Pope returns 62 artifacts to indigenous Canadians

Pope returns 62 artifacts to indigenous Canadians

/AP

The Vatican on Saturday returned 62 artifacts to indigenous peoples in Canada as part of the Catholic Church’s acknowledgment of its role in helping to suppress indigenous culture in the Americas.

Pope Leo XIV handed over the artifacts, including an iconic Inuit kayak, and supporting documentation to a delegation from the Canadian Conference of Catholic Bishops during a hearing. According to a joint statement from the Vatican and the Canadian Church, the pieces were a gift and a “concrete sign of dialogue, respect and fraternity.”

The objects were part of the Vatican Museum’s ethnographic collection, known as the Anima Mundi museum. The collection has been a source of controversy for the Vatican amid the museums’ broader debate over the restitution of cultural property taken from indigenous people during colonial periods.

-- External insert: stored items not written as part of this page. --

PR #673, opened 2023-02-14
feat: add solid-js client

Pagebakers:
#### Checklist

- [ ] run `make test`


docs-website/src/pages/docs/clients-reference/solid-query.md
```diff
@@ -0,0 +1,156 @@
...
+export const { createQuery, createMutation, createSubscription, createFileUpload, useUser, useAuth, queryKey } =
+  createHooks<Operations>(client);
+```
+
+In your `App.tsx` add QueryClientProvider:
+
+```tsx
+import { QueryClient, QueryClientProvider } from '@tanstack/react-query';
+
+const queryClient = new QueryClient();
```
Aenimus, line 51: They could run into the same problems as we did if they don't use useQueryClient(). For instance, the queries will not invalidate.

docs-website/src/pages/docs/clients-reference/solid-query.md
```diff
@@ -0,0 +1,156 @@
...
+
+```ts
+const user = useUser();
+
+user.data;
+```
+
+### queryKey
+
+You can use the `queryKey` helper function to create a unique key for the query in a typesafe way. This is useful if you want to invalidate the query after mutating.
```
Aenimus, line 139: can't use `new QueryClient` for this

Aenimus (approved):

examples/vite-solidjs/package.json
```diff
@@ -0,0 +1,31 @@
...
+    "dev:vite": "vite",
+    "build:vite": "vite build",
+    "build:wundergraph": "wunderctl generate",
+    "build": "npm run build:wundergraph && npm run build:vite",
+    "preview": "vite preview",
+    "test": "jest"
+  },
+  "license": "MIT",
+  "devDependencies": {
+    "autoprefixer": "^10.4.13",
```
fiam, line 20: We need `jest`, `@jest/globals` and `ts-jest` in `devDependencies`, otherwise the tests won't run.

packages/solid-query/CHANGELOG.md
```diff
@@ -0,0 +1,4 @@
+# Change Log
```
fiam, line 1: Do we need this file here?

packages/solid-query/README.md
```diff
@@ -0,0 +1,157 @@
+# WunderGraph React Query Integration
```
fiam, line 1: This file should be about Solid Query, not React Query, right?

fiam (changes requested):
Great job. I've just pointed a couple of things in the code. We also need to add the new package to `lerna.json` at the repo root, so it will be picked up by the release action.

packages/solid-query/CHANGELOG.md
Pagebakers: Yeah it's auto generated, the changelog will be appended here.

packages/solid-query/README.md
Pagebakers: Whoops indeed

examples/vite-solidjs/package.json
Pagebakers: Added

Pagebakers: Ok this works now.

docs-website/src/pages/docs/clients-reference/solid-query.md
Pagebakers: No you actually need to initialize it and then pass it to the context provider. So this is correct. Inside components you use useQueryClient()

fiam (approved):
LGTM, not sure about the CI error 🤔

Most of the items in the Vatican collection were sent to Rome by Catholic missionaries for a 1925 exhibition in the Vatican gardens that was a highlight of that year’s Holy Year.

The Vatican insists the items were “gifts” to Pope Pius XI, who wanted to celebrate the global reach of the church, its missionaries and the lives of the indigenous peoples they evangelized.

But historians, indigenous groups and experts have long questioned whether the items really could have been offered freely, given the power imbalances that existed in Catholic missions at the time. In those years, Catholic religious orders helped enforce the laws of the Canadian government. forced assimilation policy of eliminating indigenous traditions, what Canada’s Truth and Reconciliation Commission has called “cultural genocide.”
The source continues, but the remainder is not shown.